EXERCISE: Say how many lines in the following entries include "better", and add nothing else.
LISTED ENTRIES: Begin
PR #15389, opened 2024-07-01
Refactor DoubleBuffer through subclassing, fix bugs, add comments

### LINKED ISSUE #15363: [BUG] DoubleBuffer beginPaint assert in Debug version

### Description of the Issue

MS VC++ Runtime Library shows a failed assert message when the N++ is resized as is shown on this pic:
npp-DoubleBuffer-Debug-assert

### Steps To Reproduce

1.  Launch N++.
2.  Resize to some minimal size.
3.  Assert.

### Current Behavior

Assert.

### Expected Behavior

Even the Debug N++ build should not assert.

### Debug Information

```shell
v8.6.9devel
```

### Anything else?

_No response_

yirkha:
This is a follow-up to my previous efforts with double buffering for status bar, tab bar etc.

- This PR mostly reverts previous changes in `TabBar` and `StatusBar` and makes them just implement WM_PAINT and WM_PRINTCLIENT as usual.
- Double buffering is provided through a transparent subclassing class with automatic lifetime, instead of the previous intrusive implementation that required adding a member field and changing WM_PAINT implementation.

⇒ The whole double buffering can be easily turned off by commenting out one line for a control like the status bar, or globally for the whole app by commenting/ifdeffing out `DoubleBuffer::subclass()` now. This should make it safer for any future regressions.

- WM_ERASEBKGND and clipping rectangle is handled properly now (the issue that was worked around by #15319)
- The code is protected against empty paint rectangle (fixes #15363)
- There are more explanatory comments to make it more maintainable

----

It gets a bit tedious to test all the scenarios (add tabs, remove tabs, resize the window, move/drag tabs around, move between tabs (clicking the arrows - single row), jump between tabs (ctrl-tab or similar), scroll the tabs with mouse wheel, find dialog status bar), and variants (light mode / dark mode, single row / multi row, horizontal / vertical, standard / reduced, ...), but I've played with everything possible for a while and I've not seen anything new broken. Fingers crossed.

Please check, @ozone10, @xomx 
Also in general, if this more detached/separatable kind of subclassing the windows is better from your pov.
@donho too, of course.
Thanks


xomx:
@yirkha 
I checked the N++ tab-bar & status-bar behavior and so far so good, the previously reported problems by @ozone10 are not there, good job. The Debug assert bug #15363 is also fixed.

Now when I know about it, I cannot stop focusing on the N++ panels (like the Clipboard History) flickering while resizing them :-)
So that could be another suitable target for some future patch.

PowerEditor/src/WinControls/DoubleBuffer/DoubleBuffer.cpp
```diff
@@ -0,0 +1,149 @@
...
+#include <CommCtrl.h>
+#include <cassert>
+#include <memory>
+
+void DoubleBuffer::subclass(HWND hWnd)
+{
+	std::unique_ptr<DoubleBuffer> self(new DoubleBuffer);
+	if (::SetWindowSubclass(hWnd, s_subclassWndProc, 0, reinterpret_cast<DWORD_PTR>(self.get())))
+	{
+		self.release();
```
xomx, line 27: 👍  Clever use of the unique_ptr.

If the subclassion succeeds, the released unmanaged memory (new DoubleBuffer object) will be destroyed at the DoubleBuffer::subclassWndProc -> WM_NCDESTROY time later.

donho:
@yirkha 
So if I do understand, the PR is rather a refactoring (ie. no bug fix & new enhancement)? If yes, why? For the future enhancement fot light mode maybe?

donho (dismissed):
Remove SetWindowSubclass call for not modifying the retured value and keep the legacy windows subclass way.

xomx:
@donho
> So if I do understand, the PR is rather a refactoring (ie. no bug fix & new enhancement)?

This was not for me but I try to answer that.

Enhancement:
- https://github.com/notepad-plus-plus/notepad-plus-plus/pull/15319#issuecomment-2176498554   (see the PR description - "Double buffering is provided through a transparent subclassing class with automatic lifetime...")

Bugs (the last two items were fixed by the patches from @ozone10 but if I understand it correctly, they were "interim" master branch patches to the less-than-ideal original DoubleBuffer version:
- #15363
- #15319
-  #15320

yirkha:
Yes, this has a few **bug fixes** (the assert in #15363, DC clip rectangle and other state saving for what was worked around in #15319, proper usage of WM_PRINT with a PRF_ERASEBKGND flag to avoid background issues like in #15320, or more error checking around Win32 APIs to handle exceptional cases better).

__________

It also brings other **improvements**. Most importantly, the _whole_ logic of double buffering is moved to the separate class now. Previously some parts of it were unnecessarily "leaking" out to the individual controls, resulting in repeated code. This was already annoying with just the Status bar and the Tab bar.

The other improvement is utilizing the [modern subclassing](https://learn.microsoft.com/en-us/windows/win32/controls/subclassing-overview) as recommended by @ozone10 (well, and Microsoft), as it handles potentially multiple subclassing and other edge cases internally.

Unfortunately, I did not have enough foresight when I came with the original double buffering patch, so there are some reverts needed in StatusBar.cpp and TabBar.cpp. But compared to the original state of those files >1 month ago, there would be effectively fewer changes now. And the same would be true for any other control that might need buffering in the future like this.

yirkha:
> Remove SetWindowSubclass call for not modifying the retured value and keep the legacy windows subclass way.

You mean `SetWindowLongPtr(GWL_WNDPROC, ...)`, right? Where should the state be saved then, though, `GWL_USERDATA` already belongs to someone else. `SetProp()` with an atom?

donho:
@xomx @yirkha 
Thank you for your reply. Very clear & useful. 

> You mean SetWindowLongPtr(GWL_WNDPROC, ...), right?

Yes, but please hold on - I've miss-understood what @ozone10 has explained about the SetWindowSubclass.
Once the PR #15394 is validated and merged, I'll be back to this PR

PowerEditor/src/WinControls/DoubleBuffer/DoubleBuffer.cpp
```diff
@@ -0,0 +1,149 @@
...
+
+		_hBufferBitmap = ::CreateCompatibleBitmap(hOriginalDC, _size.cx, _size.cy);
+		if (_hBufferBitmap)
+		{
+			_hDefaultBitmap = static_cast<HBITMAP>(::SelectObject(_hMemoryDC, _hBufferBitmap));
+		}
+	}
+}
+
+LRESULT CALLBACK DoubleBuffer::s_subclassWndProc(HWND hWnd, UINT uMsg, WPARAM wParam, LPARAM lParam, UINT_PTR, DWORD_PTR dwRefData)
```
donho, line 70: By prefix "s_" in s_subclassWndProc, what does it mean?

PowerEditor/src/WinControls/StatusBar/StatusBar.cpp
```diff
@@ -109,26 +108,28 @@ static LRESULT CALLBACK StatusBarSubclass(HWND hWnd, UINT uMsg, WPARAM wParam, L
...
-			return FALSE;
+			if (!NppDarkMode::isEnabled())
+			{
+				break;  // Let the control paint background the default way
+			}
+
+			RECT rc{};
+			::GetClientRect(hWnd, &rc);
+			::FillRect(reinterpret_cast<HDC>(wParam), &rc, NppDarkMode::getBackgroundBrush());
+			return TRUE;
```
donho, line 119: @yirkha 
It should return 0 according the doc:
https://learn.microsoft.com/en-us/windows/win32/winmsg/wm-erasebkgnd

In PR #15394, @ozone10 has explained as following:
https://github.com/notepad-plus-plus/notepad-plus-plus/pull/15394#issuecomment-2235347525 

So it's about a Windows procedure, its return value should follow the online document mentioned above.

PowerEditor/src/WinControls/TabBar/TabBar.cpp
```diff
@@ -962,30 +965,30 @@ LRESULT TabBarPlus::runProc(HWND hwnd, UINT Message, WPARAM wParam, LPARAM lPara
...
-			return FALSE;
+			if (!NppDarkMode::isEnabled())
+			{
+				break;	// Let the control paint background the default way
+			}
+
+			RECT rc{};
+			::GetClientRect(hwnd, &rc);
+			::FillRect(reinterpret_cast<HDC>(wParam), &rc, NppDarkMode::getDarkerBackgroundBrush());
+			return TRUE;
```
donho, line 976: It's about a Windows procedure, its return value should follow the online document mentioned above. (return 0)

donho (dismissed):
Please check the return value.

PowerEditor/src/WinControls/StatusBar/StatusBar.cpp
ozone10: @donho 
`WM_ERASEBKGND` has specific returns.
>An application should return nonzero if it erases the background; otherwise, it should return zero.
It's okay here, we erase so it should be nonzero (`TRUE`).

PowerEditor/src/WinControls/DoubleBuffer/DoubleBuffer.cpp
yirkha: Yes, correct

yirkha:
Thanks for the review & merge. Indeed, panels have come up before to be the next inline, so I'll see what's up with them now.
LISTED ENTRIES: End
ANSWER FOR THE TASK: 2